Tout ce monde attend, la tête tournée vers le boulevard Poissonnière, par où l'on doit apercevoir le cortége. Le bruissement des foules, continu, mais heurté, qui enfle, gonfle, puis diminue, pour croître encore, emplit cette immense veine de Paris où, à cette heure, le sang afflue.
Les femmes paraissent enchantées. J'entends une fort honnête bourgeoise dire à son mari, tout haut: «Il paraît qu'Alexandre Il est un fort bel homme.» Elles aiment à voir, et surtout à être vues. S'il allait tout particulièrement saluer l'une d'entre elles, en passant! J'en vois qui ont de gros bouquets à la main. Une femme qui oserait jeter des fleurs dans la voiture d'un homme qu'elle ne connaîtrait pas semblerait vaguement exaltée, mais la calèche d'un czar n'est pas une calèche ordinaire. Mesdames, apprêtez vos roses!
Le malheur est que les souverains vont arriver en voiture close. Un frémissement profond, un vaste remous, l'ondulation et le tassement de la croûte de curieux. Ce sont Eux! Les sabots des chevaux battent le macadam comme des marteaux d'enclume. Des lanciers passent, le soleil pailletant leurs épaulettes, frappant droit sur la blancheur de l'uniforme et faisant jaillir mille éclairs des visières, des galons, des pompons, des boutons et des sabres. Puis les cent-gardes, colosses bleus, blancs, piqués de rouge, crinières éparses, éblouissants. La voiture qui porte deux empereurs et leur fortune, sans compter un empereur futur, passe rapidement. Le temps de saisir l'attitude roide, l'air froid, les grandes moustaches, la tête fière sur un torse splendide du czar qui s'enfonce dans l'angle de la voiture, et les regards curieux, impatients de voir, presque joyeux du czaréwitch et de son frère: tout est fini dans un coup d'oeil.

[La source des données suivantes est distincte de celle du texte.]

PR #418, opened 2016-05-06
AMQP-609: Add 'internal' to @Exhange

garyrussell:
JIRA: https://jira.spring.io/browse/AMQP-609

Also `ignoreDeclarationExceptions`.

### DIFF
--- a/spring-rabbit/src/main/java/org/springframework/amqp/rabbit/annotation/Exchange.java
+++ b/spring-rabbit/src/main/java/org/springframework/amqp/rabbit/annotation/Exchange.java
@@ -55,6 +55,17 @@ public @interface Exchange {
 	String autoDelete() default "false";
 
 	/**
+	 * @return true if the exchange is to be declared as internal.
+	 */
+	String internal() default "false";
+
+	/**
+	 * @return true if the declaration exceptions should be ignored.
+	 * @since 1.6
+	 */
+	String ignoreDeclarationExceptions() default "false";
+
+	/**
 	 * @return the arguments to apply when declaring this exchange.
 	 * @since 1.6
 	 */
--- a/spring-rabbit/src/test/java/org/springframework/amqp/rabbit/annotation/EnableRabbitIntegrationTests.java
+++ b/spring-rabbit/src/test/java/org/springframework/amqp/rabbit/annotation/EnableRabbitIntegrationTests.java
@@ -57,6 +57,7 @@ import org.mockito.stubbing.Answer;
 
 import org.springframework.amqp.AmqpException;
 import org.springframework.amqp.AmqpRejectAndDontRequeueException;
+import org.springframework.amqp.core.DirectExchange;
 import org.springframework.amqp.core.ExchangeTypes;
 import org.springframework.amqp.core.Message;
 import org.springframework.amqp.core.MessagePostProcessor;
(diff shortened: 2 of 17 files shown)


spring-rabbit/src/main/java/org/springframework/amqp/rabbit/annotation/Exchange.java
```diff
@@ -55,6 +55,17 @@
 	String autoDelete() default "false";
 
 	/**
+	 * @return true if the exchange is to be declared as internal.
+	 */
+	String internal() default "false";
```
artembilan: Ha! I almost added this option here when I was doing the original feature.
But than I decided to stay off it, just because an `internal` exchange does not make sense on the `@RabbitListener`, when we really would like to have some `binding` to the queue to retrieve messages.
Therefore we do allow to use an `internal` exchange by the client.

Am I missing anything in the `internal` exchange concept?

spring-rabbit/src/test/java/org/springframework/amqp/rabbit/annotation/EnableRabbitIntegrationTests.java
```diff
@@ -715,6 +716,27 @@ public String handleWithHeadersExchange(String foo) {
...
+		@RabbitListener(bindings = {
+				@QueueBinding(
+					value = @Queue,
+					exchange = @Exchange(value = "auto.internal", autoDelete = "true",
+								ignoreDeclarationExceptions = "true"),
+					key = "auto.internal.rk")}
+		)
+		public String handleWithInternalExchangeIgnore(String foo) {
+			return foo.toUpperCase();
+		}
```
artembilan: M-m-m. I don't see tests for these listeners...

src/reference/asciidoc/amqp.adoc
```diff
@@ -2952,9 +2956,11 @@ For example, if a `queue` already exists with no `time to live` argument, and yo
 
 By default, the `RabbitAdmin` will immediately stop processing all declarations when any exception occurs; this could cause downstream issues - such as a *listener container* failing to initialize because another queue (defined after the one in error) is not declared.
 
-This behavior can be modified by setting the `ignore-declaration-failures` attribute to `true` on the `RabbitAdmin`.
+This behavior can be modified by setting the `ignore-declaration-exceptions` attribute to `true` on the `RabbitAdmin`.
```
artembilan: Ha! That was bug :smile:

spring-rabbit/src/main/java/org/springframework/amqp/rabbit/annotation/Exchange.java
garyrussell: I thought so too, but then I thought some more. Let's say the admin has set up exchange to exchange binding

`foo -> bar`

where bar is an internal exchange.

The admin only allows users to bind queues to bar. Hence, in order to avoid mismatched configuration errors, we need to support `internal` on the `@Exchange`.

Now, thinking some more, from a user's perspective, I shouldn't have to care about knowing the configuration of the exchange I am binding to (except, perhaps, its type).

I was thinking of adding another option to the `@Exchange` - `existing = "true"` which means "bind to an existing exchange - don't declare it".

But in the end, I decided it was easier to simply support `ignoreDeclarationExceptions`.

spring-rabbit/src/test/java/org/springframework/amqp/rabbit/annotation/EnableRabbitIntegrationTests.java
garyrussell: I am just testing that the context loads ok - before the BPP changes, the test fails to load the context due to the mismatched exchange.

spring-rabbit/src/main/java/org/springframework/amqp/rabbit/annotation/Exchange.java
artembilan: OK. Merging as is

Maintenant c'est l'escorte, c'est l'état-major, ce sont les généraux, les ministres, les colonels, les secrétaires, les conseillers: des épaulettes blanches et larges, des poitrines criblées de croix, des rubans et des grands cordons, des têtes blondes, de race slave, énergiques, altières: la même expression sur les visages. Sourire de gala chez ceux qui reçoivent, remercîment calme et diplomatique chez ceux qui sont reçus. Puis le brouhaha des soldats, des piqueurs, de la cavalerie. A la fin, une voiture découverte, et, magnifique dans son costume, un officier russe, immobile, avec une poignée de plumes blanches qui flottent, au sommet de son casque, comme un duvet de cygne.

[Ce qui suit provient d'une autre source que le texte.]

PR #2859, opened 2024-10-15
Improve condition for more readability

ngocnhan-tran1996:
I read code in package `org.springframework.amqp.core` and I think some codebase conditions are too complex. I think we can make it simple for readability purpose.

That's why I create draft PR and I wonder whether I can continue to do this, at least in package `org.springframework.amqp.core`. Please let me know your thoughts

### DIFF
--- a/spring-amqp/src/main/java/org/springframework/amqp/core/AbstractDeclarable.java
+++ b/spring-amqp/src/main/java/org/springframework/amqp/core/AbstractDeclarable.java
@@ -25,9 +25,9 @@ import java.util.Map;
 import java.util.concurrent.locks.Lock;
 import java.util.concurrent.locks.ReentrantLock;
 
-
 import org.springframework.lang.Nullable;
 import org.springframework.util.Assert;
+import org.springframework.util.ObjectUtils;
 
 /**
  * Base class for {@link Declarable} classes.
@@ -40,7 +40,7 @@ import org.springframework.util.Assert;
  */
 public abstract class AbstractDeclarable implements Declarable {
 
-	 private final Lock lock = new ReentrantLock();
+	private final Lock lock = new ReentrantLock();
 
 	private boolean shouldDeclare = true;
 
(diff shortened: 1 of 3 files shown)


spring-amqp/src/main/java/org/springframework/amqp/core/AbstractDeclarable.java
```diff
@@ -103,16 +103,18 @@ public void setIgnoreDeclarationExceptions(boolean ignoreDeclarationExceptions)
...
 	public void setAdminsThatShouldDeclare(Object... adminArgs) {
-		Collection<Object> admins = new ArrayList<>();
-		if (adminArgs != null) {
-			if (adminArgs.length > 1) {
-				Assert.noNullElements(adminArgs, "'admins' cannot contain null elements");
-			}
-			if (adminArgs.length > 0 && !(adminArgs.length == 1 && adminArgs[0] == null)) {
-				admins.addAll(Arrays.asList(adminArgs));
-			}
+		this.declaringAdmins = new ArrayList<>();
```
artembilan, line 106: This is not OK. You are breaking an atomicity on the  property and we may and up with a `ConcurrentModificationException` from somewhere.

Another my concern that I don't see a reason in so complex logic here.
The `declaringAdmins` property must be `final` for better performance.

The code of this method should be as simple as:
```
public void setAdminsThatShouldDeclare(Object... adminArgs) {
		Assert.notNull(adminArgs, "'admins' must be provided");
		Assert.noNullElements(adminArgs, "'admins' cannot contain null elements");
		this.declaringAdmins.addAll(Arrays.asList(adminArgs));
}
```

artembilan (changes requested):

spring-amqp/src/main/java/org/springframework/amqp/core/AbstractDeclarable.java
ngocnhan-tran1996: Yes, it's more concise but it will break testcase. Will we have any plan to improve codebase in next version? If not, I am not a big fan of `else/else-if condition` and I will try to contribute that reduce `else/else-if condition` for more readability 

https://github.com/spring-projects/spring-amqp/blob/ef23aa9f7f9485ebc50e45a0eb9ed57083c9ca49/spring-rabbit/src/test/java/org/springframework/amqp/rabbit/core/RabbitAdminDeclarationTests.java#L296-L317

ngocnhan-tran1996: I see this changed file takes more your energy reviewing, so I will revert it and create a new PR if we have a plan for breaking change in next version.

In this PR, I will try to improve `if-else` without breaking change and `equals` methods for performance in module `spring-amqp`

artembilan: OK. Sounds like a plan.

artembilan (approved):
This is OK with me.
Do you plan to add more changes?
Or we are good to turn this into a real PR and merge?
Thanks

ngocnhan-tran1996:
I changed more files and I think it's ready to turn into a real PR.

artembilan:
@ngocnhan-tran1996 ,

Les curieux n'ont plus rien à voir et suivent, un moment encore, le cortége qui disparaît dans la lumière, cavaliers, écuyers verts galonnés d'or, équipages étincelants que semblent emprisonner les escadrons au-dessus desquels se dresse la grêle forêt des lances. On se sépare ensuite, le trottoir se répand sur la chaussée; une mer de chapeaux noirs, de chapeaux gris, où s'agitent comme de petites vagues les chapeaux féminins bleus ou roses, ondule, se mêle et se heurte. Les observations vont leur train.—«J'aime l'uniforme bleu des grands-ducs.—Ils sont donc décorés de la Légion d'honneur?—Enfin, ils ont une qualité, après tout, ils sont exacts!» O triomphe de la démocratie! Les souverains auront beau faire, dorénavant, c'est toujours le peuple qui dira, comme jadis Louis XIV:—J'ai failli attendre!
On n'avait point fait passer la voiture du czar par le boulevard de Sébastopol, ce qui eût été fort impoli, mais on avait cependant permis à Sa Majesté de contempler la colonne de la place Vendôme. Du haut de la plate-forme de bronze, le jour de l'entrée des alliés et de l'empereur Alexandre Ier à Paris, le fils de Gracchus Babeuf se précipita de rage, tête baissée, sur le pavé. J'ai entendu traiter ce suicide, l'autre soir, de folie pure. Mais quelle chose bizarre, me disais-je alors, que ce voyage tout fraternel de l'empereur de Russie rappelle inévitablement la tournée moins amicale de 1815! Au fait, pourquoi oublierions-nous cette date assez cruelle, lorsque nos voisins mettent un soin si tenace à se la rappeler?
Et j'ajoutais:
—A cette heure, il y a, de par le monde, en Prusse et en Russie, de braves gens qui se racontent avec une espérance avide la légende de l'invasion. Il y a de vieux guerriers courbés et blanchis qui ont gardé sur les lèvres l'âcre saveur du vin de Suresnes, et qui voudraient bien encore en goûter. Il y a des conteurs éloquents qui répètent à la jeunesse ébahie comme Schwarzenberg savait conduire son armée à la victoire, à la mangeaille et aux jolies filles. Que de gens, là-bas, rêvent des séductions gigantesques des galeries de bois du Palais-Royal et des tripots de la rue Vivienne. Ils ont vu cela, et voudraient le revoir; ou leur père, ou leur oncle leur en ont parlé, et ils grillent de savoir si le père a menti. Dans je ne sais quel écrit francophage, le vieux Goerres, un de ces capucins allemands dont se moquait si bien Ludwig Boerne, parle des souvenirs sacrés de Montmartre. Ces Prussiens pensent naïvement qu'ils pourraient encore escalader la butte. Arndt le répète assez souvent dans ses oeuvres.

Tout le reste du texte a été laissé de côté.